[Opening MATERIAL SHOWN section]

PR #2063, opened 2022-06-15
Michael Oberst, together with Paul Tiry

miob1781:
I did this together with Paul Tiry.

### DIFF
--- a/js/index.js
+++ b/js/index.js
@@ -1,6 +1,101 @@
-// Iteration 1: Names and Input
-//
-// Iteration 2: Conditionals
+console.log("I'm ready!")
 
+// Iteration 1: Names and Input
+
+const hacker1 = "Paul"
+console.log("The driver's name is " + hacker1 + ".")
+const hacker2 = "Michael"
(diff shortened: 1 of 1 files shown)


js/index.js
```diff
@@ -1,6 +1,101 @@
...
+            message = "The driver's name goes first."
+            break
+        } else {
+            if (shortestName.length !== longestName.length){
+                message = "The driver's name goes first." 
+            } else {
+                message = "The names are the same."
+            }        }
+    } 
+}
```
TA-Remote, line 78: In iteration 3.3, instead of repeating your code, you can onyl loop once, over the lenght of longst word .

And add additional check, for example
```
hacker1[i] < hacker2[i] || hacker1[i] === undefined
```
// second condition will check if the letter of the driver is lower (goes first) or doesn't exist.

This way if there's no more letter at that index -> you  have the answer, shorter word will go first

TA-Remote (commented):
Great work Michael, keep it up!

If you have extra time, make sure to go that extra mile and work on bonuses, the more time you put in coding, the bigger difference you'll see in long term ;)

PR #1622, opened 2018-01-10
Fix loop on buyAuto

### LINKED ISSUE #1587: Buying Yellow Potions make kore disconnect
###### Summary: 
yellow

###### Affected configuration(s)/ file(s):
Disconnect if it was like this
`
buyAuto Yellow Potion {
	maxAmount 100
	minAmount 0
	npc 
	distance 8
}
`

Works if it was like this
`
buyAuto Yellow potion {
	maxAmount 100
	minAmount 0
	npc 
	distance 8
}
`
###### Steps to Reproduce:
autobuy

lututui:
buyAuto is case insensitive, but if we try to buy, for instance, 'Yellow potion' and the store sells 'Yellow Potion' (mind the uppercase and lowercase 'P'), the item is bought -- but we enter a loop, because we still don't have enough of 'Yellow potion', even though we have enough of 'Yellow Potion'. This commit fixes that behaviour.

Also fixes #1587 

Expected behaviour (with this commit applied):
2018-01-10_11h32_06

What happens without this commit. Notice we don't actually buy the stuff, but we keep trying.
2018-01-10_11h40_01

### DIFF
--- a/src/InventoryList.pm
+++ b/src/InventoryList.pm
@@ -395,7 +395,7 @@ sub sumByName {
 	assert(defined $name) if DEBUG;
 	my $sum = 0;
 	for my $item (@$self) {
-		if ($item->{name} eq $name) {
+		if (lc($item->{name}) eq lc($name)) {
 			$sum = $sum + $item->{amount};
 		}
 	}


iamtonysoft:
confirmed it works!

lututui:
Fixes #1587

[Closing MATERIAL SHOWN section]

YOUR ASSIGNMENT | How many lines in the data contain the string "opened"? Respond with the number only.

RESPONSE FOR THIS EXERCISE | 2